Lucy’s one of those overwrought girls who don’t believe food is necessary for survival and who stare anxiously at blueberries. Lucy’s tray has a spoon, a napkin and one small, plain yogurt on it. I got salmon, a bit of Pad Thai, a slice of pizza and some desert. You could feed a family of four from my tray. I always sit with my back to windows - it’s a glare avoidance thing.

Right after my first bite I saw Jordie. The world narrowed to Jordie. He was emerging from the serving area and seemed to enter the room like an actor coming center stage. He was dressed for soccer, complete with knee-high socks, shoes with cleats that clacked like a tap-dancer and little shorts - it was 39°f outside.

“Jordie,” Leong said, in a whisper that held the enthusiasm a cop would use to declare “GUN!”
I couldn’t register an answer, I was transfixed. Then Leong did something I’ll never forget - she raised her arm in a peremptory wave, signaling Jordie over to our table.

I turned to her in stark horror, but just as my lips started to form the words “***,” he was upon us. “Morning!” He says, as he slides in directly across from me and begins organizing his lunch. I look down at my plate, concentrating on my noodles like a bomb disposal tech, defusing a nuclear suitcase bomb.

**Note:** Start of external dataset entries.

PR #171, opened 2018-08-29
DATACOUCH-401 Incorrect return type for reactive string based N1ql co…

subalakr:
…unt query

Motivation
----------
Reactive string based N1QL count query incorrectly returns the map after
the single result projection.

Changes
-------
Map the observable returning from the N1ql query result deserialized to
a map by converting to the correct return type using the conversion
service. Verified by integration tests.

### DIFF
--- a/src/integration/java/org/springframework/data/couchbase/repository/ReactiveN1qlCouchbaseRepositoryTests.java
+++ b/src/integration/java/org/springframework/data/couchbase/repository/ReactiveN1qlCouchbaseRepositoryTests.java
@@ -111,4 +111,16 @@ public class ReactiveN1qlCouchbaseRepositoryTests {
 		}
 		assertNotNull("Expected to find several parties", previousDesc);
 	}
+
+    @Test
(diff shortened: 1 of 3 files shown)


DanielFran:
@mp911de Is this commit duplicated with https://github.com/spring-projects/spring-data-couchbase/commit/5af4dae334d350d99858b2ff2a155fb1e53b0cbe

I do not see reference for DATACOUCH-401 in changelog?

mp911de:
@DanielFran This is because the ticket state of DATACOUCH-401 is still in progress and it's not assigned to a version. Spring Data Couchbase is maintained by Couchbase, maybe @subalakr can help here.

subalakr:
Yes it has been fixed in lovelace GA. Apologies for not updating the ticket

DanielFran:
@subalakr Thanks. So this PR should be deleted to avoid confusions?

subalakr:
Yes closing it.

“Beautiful day.” he says, looking out on the bright, crisp morning in back of us. Leong starts a conversation with him about soccer. It’s clear that she’s been talking to him but I’m not really listening. I’m watching him. Watching him fixedly, surreptitiously in my peripheral vision. Watching him eat, talk and breathe - he breathes just like a regular person only better.

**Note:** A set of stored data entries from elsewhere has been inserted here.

PR #181, opened 2019-03-13
Remove stray import IsNewStrategyFactory

subalakr:
This has been removed from commons and causing build failure


odrotbohm:
Lovely, @subalakr. I was just about to look into this one :)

Then Leong and Lucy start moving, gathering everything up to leave. I realize I haven’t actually eaten anything much - a bite of Pad Thai maybe. I stand as well, looking down, wrapping my slice of pizza in two napkins and stuffing it, an apple, a blonde-cinnamon-roll, an orange and three chocolate walnut cookies into my bookbag.

Jordie looks up from his tray. I have such a crush on this guy. It’s heady and embarrassing. His gaze makes me feel like I have awkward, grasshopper limbs. He smiles unreservedly and it hits, like a force multiplier, I’m sure I flushed crimson. I’m surprised how strongly I can respond to his just looking and smiling at me.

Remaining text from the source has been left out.